Archbishop Charles Chaput has called Chris Stefanick “one of the most engaging young defenders of the Christian faith on the scene today.” Chris speaks to over 50,000 teens, young adults, and parents every year. His website can be found at RealLifeCatholic.com.
“He was left alone with the woman before him. Then Jesus straightened up and said to her, “Woman, where are they? Has no one condemned you?” She replied, “No one, sir.” Then Jesus said, “Neither do I condemn you. Go, and from now on do not sin any more” (John 8:10-11).
Jesus was alone with her. Her accusers left her. And they are imperfect. Jesus, the only one who is perfect, and the only one who by rights really could accuse her—He stays behind. He doesn’t accuse her. He comforts her. He forgives her. And then He gives her a mission: He sends her out to be a witness to mercy. It changed her life. God has given us mercy. Isn’t it time we give it to others? That’s hard to do, isn’t it? But really, I think it’s most hard to do when we don’t receive the mercy of Jesus for ourselves! Harsh judgment of others usually starts deep within—when our own self-perception is formed by negative events in our lives rather than the love of God.

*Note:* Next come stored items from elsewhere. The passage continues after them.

PR #496, opened 2022-07-12
Dev 1047 python pending

fabianmurariu:
# The purpose of this PR is to add the ability to submit python algorithms and graph loaders via a command line tool (PyRaphtory)
 - [x] Docker image with python support
 - [x] self packaging and self installing python project with poetry
## Local mode
- [x] graph builders
- [x] algorithms 
## Distributed mode
- [x] graph builders
- [x] algorithms

## Note:
1. python notebooks are excluded at this point
2. only a small subset of the Scala API is replicated in python
3. connected components is found in sample.py


bin/docker/raphtory/DockerfileV2
```diff
@@ -0,0 +1,38 @@
+ARG VERSION
+FROM hseeberger/scala-sbt:eclipse-temurin-11.0.14.1_1.6.2_2.13.8 as sbt-builder
+COPY core core/
```
jamesalford, line 3: In the distributed build using the previous docker file, we pass raphtory core code in as a jar. This would be useful as a development tool however we need to make the same changes for python to the other dockerfile while leaving the scala code to get copied in by jar

bin/docker/raphtory/DockerfileV2
```diff
@@ -0,0 +1,38 @@
...
+COPY examples examples/
+COPY project project/
+COPY deploy deploy/
+COPY build.sbt build.sbt
+COPY .scalafmt.conf .scalafmt.conf
+RUN sbt clean core/assembly
+
+FROM eclipse-temurin:11.0.15_10-jdk as python-build
```
jamesalford, line 11: should be an arg for version for easy changes/testing of new versions

fabianmurariu: Yes, I had some trouble setting that up

PR #510, opened 2022-07-28
Feature/DEV-1089 Degree, TwoHopPaths algos and Explode function into Python

Haaroon:
- Added support for Degree
- Renamed sample to connected components 
- Added out_neighbours and message_vertex support to python.scala and vertex.py,
- Wrapped explode select into fn, 
- Added support for the TwoHopPaths algorithm in Python
- Added support for explode function into python


Haaroon:
closed since outdated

Scripture calls the devil “the father of lies.” Lies about who we are tend to slip into our lives in a million different ways:
- Bullying tells us “you’re weak.”
- Molestation tells us “you’re worthless.”
- Verbal abuse tells us “you’re unlovable.”
- The self-abuse of sin tells us “you’re no better than your worse mistake.”
All lies, from the father of lies.
Jesus said, “I am the truth.” He also said, “the truth will set you free.”
The woman caught in adultery bore the name: whore. Until a man stood between her and her executioners. “Let anyone without sin cast the first stone!” One by one they walked away. “Is there anyone left who condemns you? Neither do I. Go and sin no more.”
Peter bore a name: unworthy. He fell to his knees and said “Depart from me Lord. I’m a sinful man.” Jesus saw something more in Peter than he saw in himself. “Come follow me. You’ll be a fisher of men.”
St. Paul was a persecutor of Christians. In one of the simplest, most heroic acts in early Christian history Ananias, who had been hiding from Paul, went to pray over him. He didn’t say “Saul, you murderer.” He said, “Saul, my brother, our Lord sent me.”
Forgiven. Fisher of Men. Brother.
What have you named yourself?
The truth is we have a God and savior who thinks you’re worth dying for. When you hear false identities whispered in your ear, replace them with your real identity: Loved. I don’t mean that figuratively. I mean it literally. Look in the mirror and speak the truth. “I am beautiful.” “I am good.” “I am redeemed.” “I am a daughter/son of God.” “I am loved.”
Don’t wait for me to do that for you. Preach the truth to yourself. Then you can preach it to others.